Start of RECORDS FOR THIS EXERCISE

PR #3509, opened 2019-04-25
OS_App_killswitch: real time stdout/stderr for conan & Mac Support

jmarrec:
I was very puzzled by seeing conan churn for like 30minutes on Windows and getting ZERO output. I didn't know if it was still running or not, so I created a small fork for cmake-conan that allows real time output in cmake, and also allowed running with MSVC 2019 in prevision.


ConanInstall.cmake
```diff
@@ -4,11 +4,11 @@ if(NOT CONAN_OPENSTUDIO_ALREADY_RUN)
   # Download automatically, you can also just copy the conan.cmake file
   # Put it in CMAKE_BINARY_DIR so we don't end up with two when building OpenStudioApplication
   if(NOT EXISTS "${CMAKE_BINARY_DIR}/conan.cmake")
+    # TODO: temporarily use my fork of conan.cmake (Output in stdout/stderr in real time + support MSVC 2019 in prevision)
     # message(STATUS "openstudio: Downloading conan.cmake from https://github.com/conan-io/cmake-conan")
     # file(DOWNLOAD "https://github.com/conan-io/cmake-conan/raw/v0.13/conan.cmake"
```
macumber: @jmarrec @lefticus what version of conan should we be using, I downgraded to 1.12.3 based on instructions in the wiki

jmarrec: I use the one released a few hours ago, 1.14.4

jmarrec:
@lefticus: the MSVC 2019 portion already has two PRs (included one that's quite old): https://github.com/conan-io/cmake-conan/pull/117 and https://github.com/conan-io/cmake-conan/pull/139.

The output thing is covered in an issue already https://github.com/conan-io/cmake-conan/issues/129#issuecomment-486540226

jmarrec:
I updated this to track cmake-conan v0.14 that now includes these changes!

Note that I personally set my conan.conf to always print run commands. `print_run_commands = True  # environment CONAN_PRINT_RUN_COMMANDS`

jmarrec:
I actually had more problems on Mac. Some stuff was specifically related to 10.13 (std::visit and std::get for variants are only wokring on 10.14), but I needed to go around that so I could do further tests, which highlighted that I had undefined references to some stuff, so I modified the conan stuff to build boost::asio and add websocketpp

jmarrec:
Tandem PR: https://github.com/NREL/conan-openstudio-ruby/pull/3

As noted over there, I did see that gdbm.a was missing on Mac compared to Linux when building openstudio ruby.

Then during building of this PR on mac I have an unresolved symbol error for gdbm too..

```
Undefined symbols for architecture x86_64:
 “_Init_gdbm”, referenced from:
     _main in main.cpp.o
ld: symbol(s) not found for architecture x86_64
```

jmarrec:
Ok, I think I know why on OpenStudio's side: the wiki does mention you should install them from brew, so I updated the search paths for GDBM.

ConanInstall.cmake
```diff
@@ -5,8 +5,8 @@ if(NOT CONAN_OPENSTUDIO_ALREADY_RUN)
   # Put it in CMAKE_BINARY_DIR so we don't end up with two when building OpenStudioApplication
   if(NOT EXISTS "${CMAKE_BINARY_DIR}/conan.cmake")
```
macumber: @jmarrec shouldn't this have our usual MD5 hash check?

jmarrec: Done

End of RECORDS FOR THIS EXERCISE

__EXERCISE__: Scan the records above and show every line in which the word "real" occurs.

__SOLUTION TO THE PROBLEM__:
OS_App_killswitch: real time stdout/stderr for conan & Mac Support
I was very puzzled by seeing conan churn for like 30minutes on Windows and getting ZERO output. I didn't know if it was still running or not, so I created a small fork for cmake-conan that allows real time output in cmake, and also allowed running with MSVC 2019 in prevision.
+    # TODO: temporarily use my fork of conan.cmake (Output in stdout/stderr in real time + support MSVC 2019 in prevision)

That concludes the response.